→ **EXERCISE DESCRIPTION**:
Everything from the first line of the material below through the line containing "- Added SIWE" must be retyped exactly, and nothing past it.

□ □ □ □ □

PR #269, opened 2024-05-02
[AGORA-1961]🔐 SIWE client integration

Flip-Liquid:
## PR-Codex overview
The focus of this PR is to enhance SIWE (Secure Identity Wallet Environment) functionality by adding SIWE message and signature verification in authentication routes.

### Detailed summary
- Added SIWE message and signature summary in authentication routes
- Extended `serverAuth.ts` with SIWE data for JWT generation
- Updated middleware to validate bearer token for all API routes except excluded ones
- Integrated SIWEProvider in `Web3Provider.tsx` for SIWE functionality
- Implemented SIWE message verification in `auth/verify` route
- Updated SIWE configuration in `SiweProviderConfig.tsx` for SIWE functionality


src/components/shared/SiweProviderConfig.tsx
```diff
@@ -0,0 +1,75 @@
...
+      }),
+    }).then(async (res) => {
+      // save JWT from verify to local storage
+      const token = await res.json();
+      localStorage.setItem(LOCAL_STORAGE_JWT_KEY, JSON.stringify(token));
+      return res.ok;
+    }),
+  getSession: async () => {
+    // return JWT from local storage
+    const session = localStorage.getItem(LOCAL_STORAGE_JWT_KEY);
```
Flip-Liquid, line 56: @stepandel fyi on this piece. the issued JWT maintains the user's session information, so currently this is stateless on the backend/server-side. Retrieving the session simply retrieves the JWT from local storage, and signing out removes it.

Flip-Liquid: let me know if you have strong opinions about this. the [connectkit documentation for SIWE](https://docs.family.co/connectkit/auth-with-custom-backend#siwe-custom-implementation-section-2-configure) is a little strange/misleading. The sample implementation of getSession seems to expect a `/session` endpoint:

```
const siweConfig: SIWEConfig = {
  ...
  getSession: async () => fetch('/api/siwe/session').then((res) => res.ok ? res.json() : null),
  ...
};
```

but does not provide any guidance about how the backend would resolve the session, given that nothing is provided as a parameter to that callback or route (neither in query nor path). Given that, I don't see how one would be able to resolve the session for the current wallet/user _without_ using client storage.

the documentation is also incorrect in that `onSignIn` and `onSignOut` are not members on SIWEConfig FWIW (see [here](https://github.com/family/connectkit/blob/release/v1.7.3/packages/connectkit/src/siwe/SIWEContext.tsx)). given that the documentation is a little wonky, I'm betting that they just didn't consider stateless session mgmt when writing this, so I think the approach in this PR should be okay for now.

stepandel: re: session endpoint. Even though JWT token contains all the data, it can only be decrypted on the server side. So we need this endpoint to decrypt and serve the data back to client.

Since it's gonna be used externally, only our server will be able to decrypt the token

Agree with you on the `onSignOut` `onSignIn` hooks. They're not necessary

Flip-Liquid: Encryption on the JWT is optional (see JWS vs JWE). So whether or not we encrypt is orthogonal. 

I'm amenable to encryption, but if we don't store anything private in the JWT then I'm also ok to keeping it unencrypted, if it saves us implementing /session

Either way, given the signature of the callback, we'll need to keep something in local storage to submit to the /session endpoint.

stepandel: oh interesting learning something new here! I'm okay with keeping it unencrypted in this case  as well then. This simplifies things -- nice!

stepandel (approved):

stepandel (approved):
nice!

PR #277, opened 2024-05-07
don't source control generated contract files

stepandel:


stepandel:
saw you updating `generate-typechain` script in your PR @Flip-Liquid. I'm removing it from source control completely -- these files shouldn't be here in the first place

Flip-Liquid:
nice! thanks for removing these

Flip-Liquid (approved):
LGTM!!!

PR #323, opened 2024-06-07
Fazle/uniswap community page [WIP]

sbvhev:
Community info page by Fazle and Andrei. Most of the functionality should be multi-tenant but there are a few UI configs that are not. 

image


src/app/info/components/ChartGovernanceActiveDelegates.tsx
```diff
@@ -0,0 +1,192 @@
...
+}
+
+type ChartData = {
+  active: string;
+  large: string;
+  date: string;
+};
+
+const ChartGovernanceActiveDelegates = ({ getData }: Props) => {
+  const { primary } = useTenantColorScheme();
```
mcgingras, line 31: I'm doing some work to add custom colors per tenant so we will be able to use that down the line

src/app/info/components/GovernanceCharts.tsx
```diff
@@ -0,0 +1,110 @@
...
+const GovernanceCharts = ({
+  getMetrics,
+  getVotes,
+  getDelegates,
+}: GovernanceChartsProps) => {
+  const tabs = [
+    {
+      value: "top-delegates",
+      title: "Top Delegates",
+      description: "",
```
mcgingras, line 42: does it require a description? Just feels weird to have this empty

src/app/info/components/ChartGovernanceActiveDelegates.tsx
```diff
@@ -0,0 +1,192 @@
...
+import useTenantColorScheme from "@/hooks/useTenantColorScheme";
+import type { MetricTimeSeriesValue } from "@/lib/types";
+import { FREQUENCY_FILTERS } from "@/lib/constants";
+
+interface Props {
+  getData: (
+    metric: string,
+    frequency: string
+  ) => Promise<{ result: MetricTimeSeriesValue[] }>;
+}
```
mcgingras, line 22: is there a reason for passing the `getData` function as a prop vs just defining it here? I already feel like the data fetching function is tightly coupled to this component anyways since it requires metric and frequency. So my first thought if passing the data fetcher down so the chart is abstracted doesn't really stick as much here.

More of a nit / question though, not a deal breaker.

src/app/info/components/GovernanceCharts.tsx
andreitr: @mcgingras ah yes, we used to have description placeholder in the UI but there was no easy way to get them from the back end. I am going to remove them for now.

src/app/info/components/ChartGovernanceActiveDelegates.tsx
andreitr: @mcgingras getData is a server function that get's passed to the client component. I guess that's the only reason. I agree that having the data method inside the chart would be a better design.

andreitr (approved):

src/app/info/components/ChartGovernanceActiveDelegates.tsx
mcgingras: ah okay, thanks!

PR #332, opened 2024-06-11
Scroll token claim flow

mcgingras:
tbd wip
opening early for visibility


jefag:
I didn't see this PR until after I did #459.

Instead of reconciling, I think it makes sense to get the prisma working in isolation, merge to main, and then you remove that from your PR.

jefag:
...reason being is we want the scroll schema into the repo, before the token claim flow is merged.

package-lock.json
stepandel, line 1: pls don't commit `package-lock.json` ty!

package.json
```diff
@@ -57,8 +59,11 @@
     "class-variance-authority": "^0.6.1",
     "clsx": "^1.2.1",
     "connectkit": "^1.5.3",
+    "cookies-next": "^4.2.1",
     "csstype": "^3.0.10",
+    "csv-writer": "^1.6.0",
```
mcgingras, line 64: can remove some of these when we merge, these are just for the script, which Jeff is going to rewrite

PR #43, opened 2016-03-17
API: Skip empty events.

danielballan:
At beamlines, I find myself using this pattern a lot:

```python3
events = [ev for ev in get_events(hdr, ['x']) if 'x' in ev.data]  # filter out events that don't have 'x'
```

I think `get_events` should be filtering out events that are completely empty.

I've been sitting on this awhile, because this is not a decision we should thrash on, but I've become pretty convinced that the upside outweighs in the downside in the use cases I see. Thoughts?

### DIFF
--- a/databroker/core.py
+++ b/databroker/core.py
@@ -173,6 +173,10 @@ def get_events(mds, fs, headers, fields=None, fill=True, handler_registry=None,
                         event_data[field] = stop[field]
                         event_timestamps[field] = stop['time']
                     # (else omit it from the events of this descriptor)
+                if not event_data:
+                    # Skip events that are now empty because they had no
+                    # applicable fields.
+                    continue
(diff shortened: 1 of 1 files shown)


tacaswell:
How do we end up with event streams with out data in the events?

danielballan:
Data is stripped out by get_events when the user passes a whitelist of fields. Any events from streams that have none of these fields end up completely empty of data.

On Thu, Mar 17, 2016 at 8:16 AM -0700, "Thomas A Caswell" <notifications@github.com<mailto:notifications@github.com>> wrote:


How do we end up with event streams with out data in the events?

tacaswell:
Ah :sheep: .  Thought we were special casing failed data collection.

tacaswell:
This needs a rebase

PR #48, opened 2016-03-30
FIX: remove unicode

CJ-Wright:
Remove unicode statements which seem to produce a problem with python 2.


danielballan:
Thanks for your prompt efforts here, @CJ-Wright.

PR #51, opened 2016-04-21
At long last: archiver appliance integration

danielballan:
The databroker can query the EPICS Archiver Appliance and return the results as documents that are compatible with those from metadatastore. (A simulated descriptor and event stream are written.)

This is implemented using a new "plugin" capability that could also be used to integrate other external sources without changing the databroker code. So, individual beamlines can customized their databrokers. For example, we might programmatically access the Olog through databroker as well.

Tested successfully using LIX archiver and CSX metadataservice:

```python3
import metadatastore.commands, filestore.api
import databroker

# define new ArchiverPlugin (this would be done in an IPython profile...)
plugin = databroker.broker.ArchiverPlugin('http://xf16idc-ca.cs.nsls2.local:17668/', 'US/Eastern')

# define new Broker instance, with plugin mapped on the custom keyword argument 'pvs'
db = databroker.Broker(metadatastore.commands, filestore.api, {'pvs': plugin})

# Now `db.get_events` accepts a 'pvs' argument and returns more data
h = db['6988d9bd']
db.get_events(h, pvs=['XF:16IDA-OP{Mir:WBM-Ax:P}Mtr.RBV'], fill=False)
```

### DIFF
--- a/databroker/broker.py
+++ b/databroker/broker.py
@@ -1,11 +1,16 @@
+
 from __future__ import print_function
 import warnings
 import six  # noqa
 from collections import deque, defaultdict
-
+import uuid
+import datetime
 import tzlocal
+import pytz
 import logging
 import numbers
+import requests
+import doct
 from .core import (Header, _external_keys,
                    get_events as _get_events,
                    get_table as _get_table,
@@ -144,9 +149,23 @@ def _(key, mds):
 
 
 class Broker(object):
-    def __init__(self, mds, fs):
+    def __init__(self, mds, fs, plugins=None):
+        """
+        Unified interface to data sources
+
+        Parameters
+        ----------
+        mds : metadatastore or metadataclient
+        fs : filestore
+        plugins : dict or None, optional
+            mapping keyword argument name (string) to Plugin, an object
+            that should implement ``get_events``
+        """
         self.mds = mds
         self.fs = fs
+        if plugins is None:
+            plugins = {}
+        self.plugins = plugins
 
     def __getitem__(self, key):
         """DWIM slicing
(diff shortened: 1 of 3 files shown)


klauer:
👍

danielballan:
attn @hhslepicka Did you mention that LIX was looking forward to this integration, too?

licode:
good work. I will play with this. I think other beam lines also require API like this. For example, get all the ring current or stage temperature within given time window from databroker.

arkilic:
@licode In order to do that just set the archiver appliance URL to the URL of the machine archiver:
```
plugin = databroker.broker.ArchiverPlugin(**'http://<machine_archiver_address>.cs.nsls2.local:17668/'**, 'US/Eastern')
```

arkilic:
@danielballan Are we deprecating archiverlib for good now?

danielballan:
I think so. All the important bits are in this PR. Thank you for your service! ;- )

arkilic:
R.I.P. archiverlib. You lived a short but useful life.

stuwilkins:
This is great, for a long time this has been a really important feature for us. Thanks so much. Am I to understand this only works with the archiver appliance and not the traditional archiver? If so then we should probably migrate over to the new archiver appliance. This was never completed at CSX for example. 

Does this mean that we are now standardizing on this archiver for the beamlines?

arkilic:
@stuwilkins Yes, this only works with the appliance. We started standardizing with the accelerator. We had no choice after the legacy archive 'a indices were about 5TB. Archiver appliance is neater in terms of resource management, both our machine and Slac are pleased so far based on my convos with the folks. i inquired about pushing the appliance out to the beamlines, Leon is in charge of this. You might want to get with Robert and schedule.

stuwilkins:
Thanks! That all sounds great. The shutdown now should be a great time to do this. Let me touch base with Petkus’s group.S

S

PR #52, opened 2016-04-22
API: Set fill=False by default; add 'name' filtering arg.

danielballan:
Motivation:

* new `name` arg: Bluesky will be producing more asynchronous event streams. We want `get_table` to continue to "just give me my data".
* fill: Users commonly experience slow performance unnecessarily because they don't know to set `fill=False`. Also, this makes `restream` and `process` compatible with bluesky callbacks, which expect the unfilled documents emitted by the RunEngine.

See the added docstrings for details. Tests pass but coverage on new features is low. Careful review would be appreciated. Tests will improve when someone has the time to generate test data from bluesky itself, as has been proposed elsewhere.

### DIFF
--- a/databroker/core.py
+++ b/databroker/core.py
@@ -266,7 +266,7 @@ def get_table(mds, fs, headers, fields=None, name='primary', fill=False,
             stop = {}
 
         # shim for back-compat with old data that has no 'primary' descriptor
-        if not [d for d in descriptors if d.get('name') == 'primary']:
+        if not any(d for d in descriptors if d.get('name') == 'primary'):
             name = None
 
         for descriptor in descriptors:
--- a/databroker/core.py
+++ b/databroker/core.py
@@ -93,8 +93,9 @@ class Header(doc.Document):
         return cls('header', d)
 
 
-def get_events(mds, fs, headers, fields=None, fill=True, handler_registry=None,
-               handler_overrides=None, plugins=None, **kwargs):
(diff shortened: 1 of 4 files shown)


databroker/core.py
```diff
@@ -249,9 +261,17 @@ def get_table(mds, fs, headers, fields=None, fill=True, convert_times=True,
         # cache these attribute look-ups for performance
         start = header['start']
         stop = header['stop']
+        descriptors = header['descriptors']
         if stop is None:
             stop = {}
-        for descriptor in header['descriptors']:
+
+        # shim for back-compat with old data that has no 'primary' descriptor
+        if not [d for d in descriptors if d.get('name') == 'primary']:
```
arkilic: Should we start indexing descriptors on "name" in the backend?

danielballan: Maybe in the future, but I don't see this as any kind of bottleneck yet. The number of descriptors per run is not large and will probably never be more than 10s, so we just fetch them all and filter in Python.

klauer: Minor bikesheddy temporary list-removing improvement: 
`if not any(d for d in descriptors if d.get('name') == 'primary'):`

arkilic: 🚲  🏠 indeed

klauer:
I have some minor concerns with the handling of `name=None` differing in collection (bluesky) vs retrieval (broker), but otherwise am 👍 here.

□ □ □ □ □

→ **RESULT FOR THIS TASK**:
PR #269, opened 2024-05-02
[AGORA-1961]🔐 SIWE client integration

Flip-Liquid:
## PR-Codex overview
The focus of this PR is to enhance SIWE (Secure Identity Wallet Environment) functionality by adding SIWE message and signature verification in authentication routes.

### Detailed summary
- Added SIWE message and signature summary in authentication routes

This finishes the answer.